Despite assurances that the power grid remains stable, California’s energy operator has issued a statewide Flex Alert for electricity conservation beginning Thursday evening as temperatures around the region continue to break records.

The mercury is soaring in the Southland, with some areas expected to see triple-digit highs for the fourth day in a row. Death Valley on Wednesday hit 125 degrees, surpassing the previous June 16 record of 123 degrees set in 1917, according to meteorologist Barry Pierce of the National Weather Service in Las Vegas.

The weather service has issued excessive heat warnings and advisories across much of Southern California through 9 p.m.

In response, the California Independent System Operator, which oversees the electrical grid for most of the state, is asking residents to voluntarily conserve energy in hopes of reducing strain on the system.

The flex alert — a first in 2021 — will be in effect from 5 to 10 p.m. Thursday, during which time residents are asked to cut back on their energy use. According to Cal ISO, evening is the most difficult time of day for grid operations because demand for electricity remains high while solar energy generation diminishes.

The statewide call is critical because “when temperatures hit triple digits across a wide geographic area, no state has enough energy available to meet all the heightened demand,” the agency said in a statement, “primarily due to air-conditioning use.”

The alert was issued hours after Cal ISO said that the power grid is stable and that there is no anticipation of imposing rotating power outages.

“We project enough reserves to cover demand for tomorrow evening,” the agency said Wednesday, “but ask Californians to remain vigilant.”

As the heat sizzles, residents are also advised to stay inside, drink water and limit outdoor activities as much as possible.

The National Weather Service said Death Valley could reach 123 degrees Thursday, another potential record. Last August, the area hit 130 degrees, believed to be one the highest mercury readings on Earth in almost 90 years.

The Antelope Valley could hit 113 degrees Thursday, while parts of San Luis Obispo County and the Santa Clarita Valley could reach 108, forecasters said. Ventura County is expected to hit 103 degrees and Santa Ynez 101.

In Los Angeles County, temperatures in the San Fernando and San Gabriel valleys could climb as high as 102, said Rich Thompson, a weather service meteorologist in Oxnard. Downtown will near 90 degrees, while the coast will hit the mid-80s.

The temperatures are “very much above normal,” Thompson said.

In addition to the record in Death Valley, Thompson said records for the date were set Wednesday when the temperature reached 113 in Lancaste, 112 in Palmdale and 101 in Sandberg. Previous records for that day for all three were set in 1961.

There is some relief on the horizon, he said. The heat will start slowly dissipating Friday, and a cooling trend is expected over the weekend.

“In terms of the worst of the heat, probably today and tomorrow will be the last of it,” Thompson said.

Some areas on Thursday even experienced a welcomed bit of moisture as a brief and isolated rain shower popped up near the San Gabriel Valley around 9 a.m., meteorologist Mike Wofford said.

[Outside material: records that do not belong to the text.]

PR #29, opened 2021-07-23
Add stylelint and fix Sass linting errors

simeonoff:


desig9stein (dismissed):

DiyanDimitrov (commented):
If we should have 4 spaces indentation for scss I would suggest to add this to the .editorconfig file:
```
[*.scss]
indent_size = 4
```

simeonoff:
> If we should have 4 spaces indentation for scss I would suggest to add this to the .editorconfig file:
> 
> ```
> [*.scss]
> indent_size = 4
> ```

Done.

desig9stein (approved):

DiyanDimitrov (approved):

PR #58, opened 2021-09-09
Ibarakov/nav drawer

onlyexeption:


simeonoff (commented):
The items should stretch across the entire width when the navigation is positioned at the top or the bottom. There shouldn't be extra margin at the end of each icon when the mini variant is used.

simeonoff (dismissed):

stories/nav-drawer.stories.ts
```diff
@@ -0,0 +1,169 @@
...
+  content1: string;
+  content2: string;
+  open: boolean;
+  pinned: boolean;
+  disabled: boolean;
+  active: boolean;
+  position: 'start' | 'end' | 'top' | 'bottom';
+}
+
+//end region
```
gedinakova, line 83: The stories' metadata is nor regenerated on build because of a typo in endregion - it should be one word with an interval after the slashes. 
This comment should be `// endregion`.

gedinakova (changes requested):

stories/nav-drawer.stories.ts
```diff
@@ -0,0 +1,169 @@
...
+        dir=${ifDefined(direction)}
+        .open=${open}
+        .pinned=${pinned}
+        .position=${position}
+      >
+        <igc-nav-drawer-header-item>Sample Drawer</igc-nav-drawer-header-item>
+
+        <igc-nav-drawer-item .disabled=${disabled}>
+          <igc-icon slot="icon" name="home"></igc-icon>
+          <span slot="text">${content1}</span>
```
gedinakova, line 140: Update this template - it seems like slot="text" does not exist on the drawer item component.

src/components/nav-drawer/nav-drawer.ts
```diff
@@ -0,0 +1,123 @@
+import { html, LitElement } from 'lit';
```
gedinakova, line 1: Add access modifiers to all API members.

src/components/nav-drawer/nav-drawer-header-item.ts
```diff
@@ -0,0 +1,17 @@
+import { html, LitElement } from 'lit';
```
gedinakova, line 1: Add access modifiers to all API members.

src/components/nav-drawer/nav-drawer-item.ts
```diff
@@ -0,0 +1,91 @@
...
+ * @element igc-nav-drawer-item
+ *
+ * @slot - The default slot for the drawer item.
+ * @slot icon - The slot for the icon of the drawer item.
+ *
+ * @csspart base - The base wrapper of the drawer item.
+ * @csspart icon - The icon container.
+ * @csspart text - The text container.
+ */
+export class IgcNavDrawerItemComponent extends LitElement {
```
gedinakova, line 20: Add access modifiers to all API members.

gedinakova (changes requested):

gedinakova:
@onlyexeption @SisIvanova I know this is not in the spec, but how about adding an ellipsis if the item's content is too long? It looks bad right now:
image

stories/nav-drawer.stories.ts
SisIvanova: We needed a name for the slot in order to style the items properly.

gedinakova:
@SisIvanova The ellipsis mixin doesn't seem to work because the nav-drawer-items are display: flex.

gedinakova:
@onlyexeption @SisIvanova The mini div keeps showing even if there is no content for the mini slot (height=0 but width~60px).
image

gedinakova:
@onlyexeption What should happen if position is top or bottom and pinned=true? Currently, it fixes it at the top right with the height of a top/bottom positioned nav-drawer:
image

simeonoff (approved):

simeonoff:
> @onlyexeption What should happen if position is top or bottom and pinned=true? Currently, it fixes it at the top right with the height of a top/bottom positioned nav-drawer: image

IMO this should not be a part of the navigation drawer. The positioning should be handled by an external component like the `igc-app-host` component. A component like that should handle the positioning of all elements like the navigation drawer, including the navbar and bottom navigation.

gedinakova:
> > @onlyexeption What should happen if position is top or bottom and pinned=true? Currently, it fixes it at the top right with the height of a top/bottom positioned nav-drawer: image
> 
> IMO this should not be a part of the navigation drawer. The positioning should be handled by an external component like the `igc-app-host` component. A component like that should handle the positioning of all elements like the navigation drawer, including the navbar and bottom navigation.

@simeonoff Yes, sounds reasonable. We should probably take this for a broader discussion and consider such approach in a different issue. 
For this particular scenario of the nav-drawer, how about we do not pin it if position is top/bottom to avoid what happens now?

gedinakova:
> @SisIvanova The ellipsis mixin doesn't seem to work because the nav-drawer-items are display: flex. It does look better as shown below, but doesn't really display the ellipsis symbol. Is that the expected result? image

Fixed now!

gedinakova (approved):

“It’s nothing organized or widespread,” he noted. “It’s kind of a rogue shower. … It’s not indicative of any major change in the pattern or anything that will be ending the drought.”

Ahead of Thursday’s flex alert, Cal ISO recommended that residents charge their electronic devices and pre-cool their homes. Once the flex alert begins, residents are asked to avoid using major appliances and unnecessary lights and set thermostats at 78 degrees or higher if health permits.

During similar heat waves in August and September, energy conservation likely prevented severe rotating outages, the agency said Thursday. But if demand still outpaces supply after flex alerts and other measures are taken, the ISO could again “order utilities to begin rotating power outages” in an effort to extend available supplies and prevent longer and more extensive disruptions.

“The public’s help is essential when extreme weather or other factors beyond our control put undue stress on the electric grid,” Cal ISO President and Chief Executive Elliot Mainzer said in a statement, adding that “their cooperation can really make a difference.”